Patrick Moulin, ehemaliger Chefarzt Wirbelsäulenchirurgie und Orthopädie SPZ

Innovationsgeist und Mut prägen die Aufbauphase. Patrick Moulin sorgt für die enge Vernetzung seiner Abteilung mit den anderen Fachdisziplinen im Haus. Denn für komplexe Eingriffe ist das gegenseitige Verständnis ebenso unabdingbar wie für systematische Abklärungen. So etabliert sich Interprofessionalität als einer der Erfolgsfaktoren für die Arbeit in Nottwil.

Das eigene Wissen teilen und gemeinsam die beste Lösung suchen – nur so komme man weiter, sagt Patrick Moulin: «Bei der Gesamtbetrachtung des Menschen stösst jede Disziplin zwangsläufig an Grenzen und benötigt zusätzliches Spezialwissen. So trägt jeder Fachbereich einen besonderen Mosaikstein zum Gesamtbild bei.» Gleichzeitig darf es keine Scheuklappen geben. Denn für die Behandlung der Patientinnen und Patienten ist nur das umfassende Bild entscheidend.

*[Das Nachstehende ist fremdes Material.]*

PR #825, opened 2024-09-26
fix(utils): format reports with unchanged score

### LINKED ISSUE #819: Prevent empty categories table in PR comments
### What happened?

When only audits change, but categories, an empty categories table is displayed (only column headers).

image

If all categories are unchanged, then the table shouldn't be shown, only the _All of 4 categories are unchanged_ message should be displayed

### What steps did you take?

Running Code PushUp GitHub Action in monorepo mode. Fixed a few lint errors, but not all, so there is no change to categories.

0.50.0

Linux

### Node version

20

### Relevant log output

_No response_

hanna-skryl:
This PR resolves an issue with the report formatting logic where changes that did not affect the score were not being handled correctly. Specifically, it ensures that a categories table is excluded from the monorepo report when none of the category scores have been affected.

Closes #819


BioPhoton (approved):
Nice fix! Reduced the irrelevant information.

vmasek (approved):

matejchalk (approved):

PR #831, opened 2024-10-03
feat(cli): add skip and only category filters

### LINKED ISSUE #610: add CLI flag `--skipCategories`
### User story

As a developer sometimes I want to skip the execution of certain categories. E.g. to save time.

ATM there is no way to do this but comment them out in the `code-pushup.config.ts`

### Acceptance criteria

- [ ] the CLI supports a terminal argument `skipCategories` that is. used as string array that is `undefined` by default
- [ ] if `skipCategories` is given exclude the provided categories form the core config
- [ ] notify the user similar to `onlyPlugins`

### Implementation details

_No response_

### LINKED ISSUE #611: add CLI flag `--onlyCategories`
### User story

As a developer sometimes I want to skip the execution of certain categories. E.g. to save time.

ATM there is no way to do this but comment them out in the `code-pushup.config.ts`

### Acceptance criteria

- [ ] the CLI supports a terminal argument `onlyCategories` that is. used as string array that is `undefined` by default
- [ ] if `onlyCategories` is given execute only the provided categories form the core config
- [ ] notify the user similar to `onlyPlugins`

### Implementation details

_No response_

hanna-skryl:
Closes #610 closes #611 

This pull request adds two new CLI flags, `--skipCategories` and `--onlyCategories`, to extend the filtering capabilities of the CLI, allowing users to skip or execute only specific categories.

The existing `filterPluginsMiddleware` has been renamed to `filterMiddleware` as it now handles filtering for both plugins and categories in a unified manner. This ensures that all validation and filtering logic happens in the same place.

The user is notified about skipped or included categories in the same way as they are notified about skipped or included plugins, maintaining a consistent user experience across both filtering options.


packages/cli/src/lib/implementation/filter.model.ts
```diff
@@ -0,0 +1,27 @@
...
+};
+export type FilterOptions = Partial<GlobalOptions> &
+  Pick<CoreConfig, 'categories' | 'plugins'> &
+  FilterCliOptions;
+
+export type FilterOptionType =
+  | 'skipCategories'
+  | 'onlyCategories'
+  | 'skipPlugins'
+  | 'onlyPlugins';
```
matejchalk, line 22: `FilterCliOptions` and `FilterOptionType` could derived from each other, makes it easier to keep in sync (you'd only need to change or add an option in one place). Either direction would work:

`FilterCliOptions` :arrow_right: `FilterOptionType`:

```ts
export type FilterCliOptions = {
  skipCategories?: string[];
  onlyCategories?: string[];
  skipPlugins?: string[];
  onlyPlugins?: string[];
};

export type FilterOptionType = keyof FilterCliOptions;
```

`FilterOptionType` :arrow_right: `FilterCliOptions`:

```ts
export type FilterCliOptions = Partial<Record<FilterOptionType, string[]>>;

export type FilterOptionType =
  | 'skipCategories'
  | 'onlyCategories'
  | 'skipPlugins'
  | 'onlyPlugins';
```

matejchalk (dismissed):
I like that you generalized the `{only|skip}{Plugins|Categories}` options into a single implementation, nice work :+1:

matejchalk (approved):

Issue #829, opened 2024-10-03
Shared CI code between GitHub and GitLab


matejchalk:
The `code-pushup/github-action` code has grown in complexity since monorepo mode was added.
Since we want to have very similar functionality for GitLab also (see https://github.com/code-pushup/github-action/issues/58), it would be much more maintainable to make the core logic CI-agnostic and extract it to a shared NPM package, so that both the GitHub Action and the GitLab template can import it and build on top of it.

The proposal is to create a dedicated `@code-pushup/ci` package for this purpose, which would be distributed from `code-pushup/cli` repo.

## Acceptance criteria

- [x] new `@code-pushup/ci` package is created in CLI monorepo
- [x] create abstraction layer from source code in `code-pushup/github-action` which accepts configuration for CI provider
- [x] publish `@code-pushup/ci` package and import it in `code-pushup/github-action`
  - [x] prerequisite: code-pushup/github-action#69
- [x] test `code-pushup/github-action` still works and publish new version to marketplace

PR #839, opened 2024-10-14
feat(ci): new package with code extracted from github-action

matejchalk:
Bulk of #829 

See new package's [README](https://github.com/code-pushup/cli/tree/ci-package/packages/ci).


e2e/ci-e2e/mocks/fixtures/code-pushup.config.ts
```diff
@@ -0,0 +1,49 @@
...
+        const jsFileCount = jsPaths.length;
+        const tsFileCount = tsPaths.length;
+        const ratio = tsFileCount / (jsFileCount + tsFileCount);
+        const percentage = Math.round(ratio * 100);
+        return [
+          {
+            slug: 'ts-files',
+            value: percentage,
+            score: ratio,
+            displayValue: `${percentage}% converted`,
```
BioPhoton, line 34: Nice test data

e2e/ci-e2e/tests/ci.e2e.test.ts
```diff
@@ -0,0 +1,180 @@
...
+} from '@code-pushup/ci';
+
+describe('CI package', () => {
+  const fixturesDir = join(
+    fileURLToPath(dirname(import.meta.url)),
+    '..',
+    'mocks',
+    'fixtures',
+  );
+  const workDir = join(process.cwd(), 'tmp', 'ci-e2e', 'test-repo');
```
BioPhoton, line 33: For test folder we follow the pattern: `tmp/e2e/<project-identifier>/<test-case>`

I suggest:
1. `tmp/e2e/ci-e2e/<test-case>` for a setup per it block
2. `tmp/e2e/ci-e2e/test-repo/<test-case>` for a setup where it blocks depend on `test-repo` but not modify it
3. `tmp/e2e/ci-e2e/<test-case>-test-repo` where the test repo folder gets modified in any way

I suggest 3.

e2e/ci-e2e/tests/ci.e2e.test.ts
```diff
@@ -0,0 +1,180 @@
...
+    vi.spyOn(git, 'fetch').mockResolvedValue({} as FetchResult);
+    vi.spyOn(git, 'diffSummary').mockResolvedValue({
+      files: [{ file: 'index.ts', binary: false }],
+    } as DiffResult);
+    vi.spyOn(git, 'diff').mockResolvedValue('');
+
+    await git.init();
+    await git.addConfig('user.name', 'John Doe');
+    await git.addConfig('user.email', 'john.doe@example.com');
+    await git.branch(['-M', 'main']);
```
BioPhoton, line 62: We have helper functions to setup git repos. 
Have a look at: [testing/test-utils/src/lib/utils/git.ts](https://github.com/code-pushup/cli/blob/main/testing/test-utils/src/lib/utils/git.ts)

e2e/ci-e2e/vite.config.e2e.ts
```diff
@@ -0,0 +1,22 @@
...
+    globals: true,
+    alias: tsconfigPathAliases(),
+    pool: 'threads',
+    poolOptions: { threads: { singleThread: true } },
+    cache: {
+      dir: '../../node_modules/.vitest',
+    },
+    environment: 'node',
+    include: ['tests/**/*.e2e.test.{js,mjs,cjs,ts,mts,cts,jsx,tsx}'],
+    globalSetup: ['../../global-setup.e2e.ts'],
```
BioPhoton, line 19: we use `../../global-setup.verdaccio.ts` for new every test setup

e2e/cli-e2e/project.json
```diff
@@ -23,7 +23,6 @@
     "utils",
     "core",
     "cli",
-    "cli",
     "plugin-eslint",
     "plugin-coverage",
     "plugin-js-packages",
```
BioPhoton, line 28: the new `../../global-setup.verdaccio.ts` will derive the dependencies. so you just need to add what you directly test. It's deps are installed automatically from the graph

package.json
```diff
@@ -32,6 +32,7 @@
     "cli-table3": "^0.6.3",
     "esbuild": "^0.19.12",
     "eslint": "~8.56.0",
+    "glob": "^10.4.5",
```
BioPhoton, line 35: We have a benchmark for glob libs here [packages/utils/perf/glob](https://github.com/code-pushup/cli/tree/main/packages/utils/perf/glob).

Lets try to use the fastest and the one with least deps

package.json
```diff
@@ -97,7 +100,6 @@
     "eslint-plugin-unicorn": "^48.0.1",
     "eslint-plugin-vitest": "^0.3.8",
     "fast-glob": "^3.3.2",
-    "glob": "^10.3.10",
     "globby": "^14.0.1",
```
BioPhoton, line 103: why do we need 2 glob libs?

packages/ci/src/lib/cli/commands/collect.ts
```diff
@@ -0,0 +1,29 @@
+import { executeProcess } from '@code-pushup/utils';
+import type { CommandContext } from '../context';
+import {
+  type PersistedCliFiles,
+  persistCliOptions,
+  persistedCliFiles,
+} from '../persist';
+
+export async function collect({
```
BioPhoton, line 9: maybe `runCollect` to avoid confusion with the `collect` function in `core` and the `collect` command in `cli`?

packages/ci/src/lib/cli/persist.ts
```diff
@@ -0,0 +1,102 @@
...
+  return {
+    ...filePaths,
+    artifactData: {
+      rootDir,
+      files: Object.values(filePaths),
+    },
+  };
+}
+
+export function projectToFilename(project: string): string {
```
BioPhoton, line 92: could this life in `utils`?

packages/ci/src/lib/comment.ts
```diff
@@ -0,0 +1,47 @@
...
+  }
+
+  const createdComment = await api.createComment(body);
+  logger.info(`Created new comment ${createdComment.url}`);
+  return createdComment.id;
+}
+
+function truncateBody(body: string, max: number, logger: Logger): string {
+  const truncateWarning = '...*[Comment body truncated]*';
+  if (body.length > max) {
```
BioPhoton, line 42: This would be good to unit test

packages/ci/src/lib/monorepo/list-projects.ts
```diff
@@ -0,0 +1,121 @@
...
+    task: settings.task,
+    cwd: settings.directory,
+    ...(!settings.silent && {
+      observer: {
+        onStdout: stdout => {
+          console.info(stdout);
+        },
+        onStderr: stderr => {
+          console.warn(stderr);
+        },
```
BioPhoton, line 71: This configuration could be a new option `verbose` and we would still be able to add custom logs outside.

BioPhoton (changes requested):
Gitlab integration ahead it seems! Nice you started this PR.
More unit tests and some integration tests would round it up. :)

e2e/cli-e2e/project.json
matejchalk: I wish that were the case, but if I omit indirect dependencies they're not published, it seems :disappointed: 

image

matejchalk: Ah, nevermind, started working after I moved the working directory.

matejchalk: I've decided to change `ci-e2e` `project.json` to limit the scope of this PR. There are redundant implicit dependencies all in the E2E projects, but I'd clean that up in some follow up PR.

package.json
matejchalk: I did try `fast-glob`. But for some reason, it wasn't playing nicely with `memfs`, so it was blocking me from unit testing the monorepo handlers properly :disappointed: I couldn't figure out why, in the GitHub Action codebase I was able to test `fast-glob` using `memfs` without any problems (maybe Jest vs Vitest difference). But I spent a few hours trying get it working here without success, then I tried switching to `glob` as the next best option, and at it all started working :man_shrugging: 

I know that `fast-glob` is faster than `glob` in the benchmark, but performance isn't the only factor. The potential milliseconds of runtime difference is outweighted by the hours saved on development time, in my opinion :nerd_face: Otherwise I don't see much difference between them - both have relatively few dependencies and are widely used.

package.json
matejchalk: Explained why I went with `glob` over `fast-glob` in https://github.com/code-pushup/cli/pull/839#discussion_r1800915711

The other glob libs were here as dev dependencies because of performance benchmarks (not sure it makes sense to have them in main branch for that reason only, though). None of them were being used in any of our packages until now, so I moved `glob` to dependencies now that there's a production use case.

package.json
vmasek: I'd propose replacing the blob benchmark example with some synthetic example of some non-trivial math function like Fibonacci or similar. Meaning we could get rid of these unnecessary multiple blob libs deps (could be part of #776 effort)

packages/ci/src/lib/monorepo/list-projects.ts
matejchalk: Good point, although I'm wondering if it shouldn't be on by default :thinking: Instead of _opting in_ to printing the logs with `verbose` (default is off by convention), we would _opt out_ of those logs using a `silent` flag (inverted logic).

The GitHub Actions toolkit exports its own versions of our `executeProcess` ([`exec`](https://github.com/actions/toolkit/blob/main/packages/exec/src/exec.ts#L7-L31) and [`getExecOutput`](https://github.com/actions/toolkit/blob/main/packages/exec/src/exec.ts#L33-L90)), where their [`silent` flag is `false` by default](https://github.com/actions/toolkit/blob/main/packages/exec/src/interfaces.ts#L12-L13).

But this is maybe beyond the scope of this PR.

packages/ci/src/lib/cli/persist.ts
matejchalk: Moved it and added unit tests.

packages/ci/src/lib/cli/commands/collect.ts
matejchalk: Renamed all these command helpers.

e2e/ci-e2e/tests/ci.e2e.test.ts
matejchalk: Used the shared utils and refactored them a little.

package.json
matejchalk: Agreed, let's make that part of the other issue.

packages/ci/src/lib/comment.ts
matejchalk: Done :heavy_check_mark: Unit tested as part of `commentOnPR`.

packages/ci/src/lib/monorepo/list-projects.ts
matejchalk: Moved into new issue:
- #843

package.json
matejchalk: Created a new issue for it:
- #845

BioPhoton (approved):
🤩🚀🚀

vmasek (approved):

Der persönliche Kontakt mit allen Institutionen, die in der Primärversorgung von Personen mit einer Wirbelsäulenverletzung tätig sind, ist Patrick Moulins zweiter Fokus: «Diese Zusammenarbeit war sehr wichtig, weil Nottwil politisch nicht akzeptiert wurde.» Der Standortkanton will die Klinik am liebsten weghaben und legt dem SPZ ständig neue Steine in den Weg. Im Gegensatz dazu ist die Kommunikation der Ärzteschaft mit dem SPZ schweizweit von grosser Kollegialität geprägt. Man kennt die jeweiligen Kompetenzen und tauscht sich regelmässig im Sinne der Patientinnen und Patienten aus.

Der «Spirit von Nottwil»

Mit der Eröffnung der Spezialklinik in Nottwil wird 1990 der langjährige Bettennotstand für die Betroffenen überwunden. Die Idee der ganzheitlichen Behandlung durch verschiedenste Fachpersonen an einem Ort spricht sich rasch herum. Bald beträgt die Auslastung 107 Prozent, und die Warteliste wird länger und länger.

Im Juli 1996 findet der Spatenstich für die erste Erweiterung des SPZ statt. Nun wird das bereits geplante dritte Stockwerk samt Pflegetrakt gebaut, auf das man aus Kostengründen 1990 zunächst verzichtet hatte. Nach und nach kommen Ausbauten für überlastete Abteilungen wie Therapien, Radiologie, Operationstrakt, Ambulatorium oder Schmerztherapie hinzu. Die jüngste grosse Erweiterung ist der Neubau des Nordtrakts, der im Februar 2018 in Betrieb genommen wird.

Seit Guido A. Zächs Stellenantritt 1973 in Basel sind viele Möglichkeiten zur Behandlung einer Rückenmarkverletzung hinzugekommen. Geblieben ist die damalige Aufbruchstimmung, der Wunsch, als Team gemeinsam Spitzenleistungen für die betroffenen Menschen zu erbringen. Heute spricht man vom «Spirit von Nottwil». Dieser Geist wird getragen von der Leidenschaft der Mitarbeitenden der gesamten Schweizer Paraplegiker-Gruppe und die zwei Millionen Mitglieder der Schweizer Paraplegiker-Stiftung, die ihre wichtige Arbeit unterstützen.